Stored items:
══════════════════════════════

PR #420, opened 2023-12-05
Better error checking if Dataset Release files don't exist

vlagrassa:
Specifically, if the `DatasetRelease` entity exists but *none* of the files exist, would crash trying to render Markdown files.

The existing `files and ...` guards work when `files is None` (render fallback) or `files` is an object with fields (i.e. some files exist, but maybe not the desired MD file).

The problem was, if `files` is an empty object `{}`, then `{} and {}.get(...)` will evaluate to `{}` (it takes precedence over the `None` result in the second argument slot).  This would pass an empty object to `render_ext_markdown` as the `url`, which in turn wasn't properly caught (since that function would only guard against `None`).

Changes:
- Better guard for files: `files or {}` will fallback to an empty dict, then `.get` will retrieve `None` since no fields exist.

══════════════════════════════

The answer must consist of each line in the entries above that includes "since".

## ANSWER
The problem was, if `files` is an empty object `{}`, then `{} and {}.get(...)` will evaluate to `{}` (it takes precedence over the `None` result in the second argument slot).  This would pass an empty object to `render_ext_markdown` as the `url`, which in turn wasn't properly caught (since that function would only guard against `None`).
- Better guard for files: `files or {}` will fallback to an empty dict, then `.get` will retrieve `None` since no fields exist.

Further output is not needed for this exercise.